What does the blueprint look like at your org for a minimal viable organizational structure needed to run an AI governance program?

Great question. To quickly establish a minimally viable solution, we set up an AI Center of Excellence (COE) with the primary goal of promoting, governing, and establishing AI best practices to solve business challenges and drive value, while ensuring ethical, sustainable, and scalable adoption. Key stakeholders across the company, including Business, Legal, and IT, were involved. Business stakeholders ensure that AI projects align with company goals and objectives, while IT includes Information Security. We clearly defined roles and built our RACI (Responsible, Accountable, Consulted, Informed) matrix. An AI acceptable use policy was created and distributed across the organization. We audited existing AI tools and determined an acceptable tool list. A governance and intake process was established for the AI COE to review future AI requests.

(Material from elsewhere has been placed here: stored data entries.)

PR #335, opened 2018-01-17
Closes #312 - Disable telemetry for dev builds instead of by default.

### LINKED ISSUE #312: Disable telemetry on dev builds
It's currently enabled in `TelemetryWrapper.isTelemetryEnabled`. fwiw, this is what focus does:
```kotlin
            return preferences.getBoolean(
                    resources.getString(R.string.pref_key_telemetry), isEnabledByDefault) && !AppConstants.isDevBuild()
```

liuche:
I realized I had some code un-added code hanging out, which is the rest of this PR. Did not -a my commit x_x

### DIFF
--- a/app/src/main/java/org/mozilla/focus/telemetry/TelemetryWrapper.kt
+++ b/app/src/main/java/org/mozilla/focus/telemetry/TelemetryWrapper.kt
@@ -39,10 +39,6 @@ object TelemetryWrapper {
 
     private const val MAXIMUM_CUSTOM_TAB_EXTRAS = 10
 
-    private val isEnabledByDefault: Boolean
-        // Telemetry is enabled by default for Focus video except for dev builds
-        get() = !AppConstants.isDevBuild()
-
     private object Category {
         val ACTION = "action"
         val ERROR = "error"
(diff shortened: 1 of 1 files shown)


liuche:
The getBoolean call gets the pref if it's set, or fetches the default value if it's not set. If someone has a dev build and they've toggled the setting (thereby setting the preference), then their dev build could send telemetry.

mcomella:
> If someone has a dev build and they've toggled the setting (thereby setting the preference), then their dev build could send telemetry.

I'm concerned this will lead to accidental usage – e.g.: I toggle my dev build once, I move on to work on something else, never clearing my data, and I've been accidentally uploading the whole time – especially because I don't think we have a separate dev channel.

Given the lack of a dev channel, I'd prefer if developers needed to explicitly change code in order to enable these settings, e.g. a `DebugConstants` file (which could also do things like start the app on the Setting screen for faster feedback loops!).

@liuche What do you think?

mcomella:
Oh, seems there is a `setUpdateChannel`.

If someone is trying to debug telemetry on the server, this could be distracting if there are random devices uploading (but then again, they should probably try to limit it to themselves anyway because not having this precaution doesn't stop it from happening)...

I guess I'm concerned with how implicit it is and difficult to figure out whether or not the preference is set, as a developer.

I'll let you decide if you want to keep this approach but please document it (in the wiki) if you do.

The AI COE stakeholders meet regularly, with IT and tactical teams meeting monthly, and business stakeholders meeting quarterly.

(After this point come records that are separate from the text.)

Issue #325, opened 2018-01-17
Add telemetry for drawer navigation


mcomella:
Meta #319:
- Back
- forward
- home

Presumably we'd want refresh and settings too

PR #339, opened 2018-01-19
Add menu navigation telemetry

mcomella:
One thing that feels silly to me is that the enums passed into my events
reference external Strings for their values, but I like that all of the
possible Category, Action, Method, Values, and Extras are listed in one place
so I kept it in.

Let me know if you think it's silly, liuche!

---

- How often do users navigate back via the controller?
- How often do user go back, forward, and reload via the menu?
- How does back on menu compare to back on controller?
- How often do users use the menu to go home, or to settings?

- Establish baselines about how users interact with websites via back/forward/refresh navigation
- Establish baselines about how often users use the menu and home screens

None. Could do UR but it's less telling than an aggregated data set.

No.

5) List all proposed measurements and indicate the category of data collection for each measurement, using the Firefox [data c](https://wiki.mozilla.org/Firefox/Data_Collection)[ollection ](https://wiki.mozilla.org/Firefox/Data_Collection)[categories](https://wiki.mozilla.org/Firefox/Data_Collection) on the found on the Mozilla wiki.   

<table>
  <tr>
    <td>Tracking Bug #</td>
  </tr>
  <tr>
    <td>Click on menu nav button (back, forward, reload)</td>
    <td>Interaction data</td>
    <td>#325</td>
  </tr>
  <tr>
    <td>Click on controller back button</td>
    <td>Interaction data</td>
    <td>#325</td>
  </tr>
  <tr>
    <td>Click on menu app nav button (home, settings)</td>
    <td>Interaction data</td>
    <td>#325</td>
  </tr>
</table>

I want to permanently monitor this data (@bbinto).

* Which release channels?

All.

* Which countries?

All

* Which locales?

All

* Any other filters?  Please describe in detail below.

No.

8) Please provide a general description of how you will analyze this data.

- See if users use back/forward/reload in unexpected ways for the product (e.g. they reload pages frequently)
- See if users access back/forward/reload at all (e.g. maybe to annoying to access in menu)
- See how often users use home screen (e.g. because entering urls via controller is difficult)
- See how often users change settings (e.g. especially useful after a new feature was added with settings)

9) Where do you intend to share the results of your analysis?

sql.tmo dashboards

### DIFF
--- a/app/src/main/java/org/mozilla/focus/fragment/BrowserFragment.java
+++ b/app/src/main/java/org/mozilla/focus/fragment/BrowserFragment.java
@@ -422,12 +422,12 @@ public class BrowserFragment extends WebFragment implements View.OnClickListener
         if (canGoBack()) {
             // Go back in web history
             goBack();
+            TelemetryWrapper.browserBackControllerEvent();
         } else {
             getFragmentManager().popBackStack();
             SessionManager.getInstance().removeCurrentSession();
         }
 
-        TelemetryWrapper.browserBackControllerEvent();
         return true;
     }
 
--- a/app/src/main/java/org/mozilla/focus/fragment/BrowserFragment.java
+++ b/app/src/main/java/org/mozilla/focus/fragment/BrowserFragment.java
@@ -36,6 +36,7 @@ import org.mozilla.focus.session.NullSession;
 import org.mozilla.focus.session.Session;
 import org.mozilla.focus.session.SessionCallbackProxy;
 import org.mozilla.focus.session.SessionManager;
+import org.mozilla.focus.telemetry.ControllerBackLocation;
 import org.mozilla.focus.telemetry.TelemetryWrapper;
 import org.mozilla.focus.utils.Browsers;
 import org.mozilla.focus.utils.Direction;
@@ -427,6 +428,7 @@ public class BrowserFragment extends WebFragment implements View.OnClickListener
             SessionManager.getInstance().removeCurrentSession();
         }
 
+        TelemetryWrapper.controllerBackEvent(ControllerBackLocation.BROWSER);
         return true;
     }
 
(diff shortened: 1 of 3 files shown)


app/src/main/java/org/mozilla/focus/fragment/BrowserFragment.java
```diff
@@ -427,6 +428,7 @@ public boolean onBackPressed() {
             SessionManager.getInstance().removeCurrentSession();
         }
 
+        TelemetryWrapper.controllerBackEvent(ControllerBackLocation.BROWSER);
```
liuche: How does this interact with the "esc" case in Youtube? How does it count "closing the sidebar"? Do we actually want to count the *combined* number of times people go back in web history + navigate through the app? I think that this should either be two events (one for pop, one for browser back) or just put it in 'canGoBack'.

My concern is that this will not be a useful probe because it aggregates data from too many actions. Better to be specific.

app/src/main/java/org/mozilla/focus/telemetry/TelemetryWrapper.kt
```diff
@@ -129,6 +129,8 @@ object TelemetryWrapper {
         val RELOAD = "refresh"
         val BACK = "back"
         val FORWARD = "forward"
+        val HOME = "home"
```
liuche: Do you listen for the physical menu button press?

mcomella: Not at present: I filed #354 for the menu.

app/src/main/java/org/mozilla/focus/fragment/BrowserFragment.java
mcomella: I changed this probe – please see the new commit and the commit summary for an explanation.

Barbara said I should ignore youtube ESC for now.

app/src/main/java/org/mozilla/focus/fragment/BrowserFragment.java
```diff
@@ -428,7 +427,7 @@ public boolean onBackPressed() {
             SessionManager.getInstance().removeCurrentSession();
         }
 
-        TelemetryWrapper.controllerBackEvent(ControllerBackLocation.BROWSER);
+        TelemetryWrapper.browserBackControllerEvent();
```
liuche: I think we don't care about navigating "back" out of the browser app so I would put this in the "canGoBack" fork. But, also doesn't matter TOO much because worst case this will throw off telemetry by 1.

We started with a loose infrastructure (Community of Practice) across the enterprise bringing leaders who were AI-forward together every other month to address proactive and reactive governance issues. Out of it, we built the MVP tools: 1. An employee AI acceptable use policy 2. A process and list for Approved AI platforms/tools 3. Base priorities for the organization/a central list of AI uses being developed within the various businesses.

The model had to evolve as we dialed up use of AI in products, in day-to-day workflows and commercially for client use. We have since moved to an AI Transformation Management Office with two teams who are accountable for the primary governance of our AI usage:

1. People + Ops (including legal/contracting) responsible for reviewing contracts, building employee and client FAQs, reviewing new use cases and helping to respond to new challenges, reviewing tech and security issues on platforms and monitoring usage (authorized and unauthorized). This team is also building a pre-jump workshop for us to use when kicking off any net-new commercial campaign that leverages AI in more than 50% of it's outputs. The group includes inside and outside counsel from regions, our Security & technology team, Operations and financial leads from businesses.

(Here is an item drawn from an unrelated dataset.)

PR #342, opened 2018-01-19
Add tracking protection toggle to sidepane

liuche:
Adding a WIP PR, first parts are ready for review, but have a couple of more things to fix:
1) Update toggle colors when I get them from @lime124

2. Product + Positioning: This team helps us manage and monitor our reputation, provide regular positions and thought leadership around AI's impact on our business areas and improve the way we safely escort products to market.

This model has been more than 2 years in the making, but the governance needs have increased rapidly as user adoption and client demand increases. Highly recommend a more inclusive AI TMO rather than just a top-down governance approach as shared accountability is really important in this changing space.